1.—Subir, ascender, prosperar en el mejor sentido de las palabras, no es encaramarse en los sitios más visibles, como los gatos en las chimeneas, y los cuadrumanos del jardín zoológico, en los tinglados de sus jaulas.

2.—Subir es evolucionar; evolucionar es mejorarse; mejorarse es desbestializarse; desbestializarse es adquirir la prerrogativa de ser creído y de ser seguido: asumir el derecho del mando, que es el más alto de los derechos, porque es el que impone más deberes.

3.—Como crece un cedro desde su raíz hasta su copa, así debe crecer tu vida; y como se desarrolla una parra hasta cubrirse de racimos, así debe desenvolverse tu persona física y moral; porque nada que no se resuelva en plato de todos, vale nada.
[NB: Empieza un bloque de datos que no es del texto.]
PR #1114, opened 2022-08-05
New syntax highlighter

### LINKED ISSUE #216: highlighting after reloading is slow, needs some kind of spinner
problem "introduced" in #207: was less noticable before but it's not worth going back to subprocess highlighter just because of this

### LINKED ISSUE #434: javascript highlighter multiline comment bug
1. Open javascript file
2. Write `/*` to line 10
3. Write `*/` to line 20. Nothing happens!
4. Move to end of line 10 and press enter, then it highlights correctly

### LINKED ISSUE #612: typing 'con' really quickly can result in 'cno'
happens when writing c function

`git bisect` says it's #207

### LINKED ISSUE #995: Porcupine becomes very unresponsive when a long list is added
Adding a list of many string values makes Porcupine unresponsive. It accepts the commands but executes them with a long delay and Windows eventually kills it for unresponsiveness.

### LINKED ISSUE #1032: Sometimes responds slowly to keystrokes in C++ code
There are a couple reasons why editing C++ code could be slower than editing e.g. Python code:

4.—Que sirvas de algo, que produzcas algo, que dejes el recuerdo de algo: los árboles que no dan fruto, o que no dan madera, o que no dan leña, son inferiores a las patatas.

5.—Vestir mejores ropas que los demás, no es tener mejor carnadura que aquéllos que las visten remendadas, como el que sube a una torre está más alto que los otros; pero, no es más alto, por eso, que ninguno de los otros: trata de merecerlo todo, hasta el aire que respiras.

6.—Procura no distinguirte de tus semejantes nada más que por lo accidental y contingente: que antes de recibir el aplauso ajeno, ya te hayas aplaudido tú mismo; y que al despojarte de tus vestimentas, de tu fortuna, de tu alto puesto y aun de tu fama, no se vaya ninguno de tus atributos esenciales dentro de esas cosas, como se va la piel en un parche cáustico, o como se queda sin dientes, al acostarse, aquél que los lleva postizos.

7.—Camina con tu persona no con la que te atribuyen: no hagas como esas mujeres, que se quedan muy satisfechas con los apetitos que despiertan sus pechos de algodón.

8.—Que tu vida sea una vida, y no un fenómeno cerebral; o de los que te odian o de los que te aman.

9.—Cualquier escarabajo puede yacer, por combinación, en el augusto regazo de Jove, aunque sólo sea por el término de diez segundos; cuando tú palpes las alturas, todavía doblegándote, como un muchacho que junta frutillas, recién serás grande.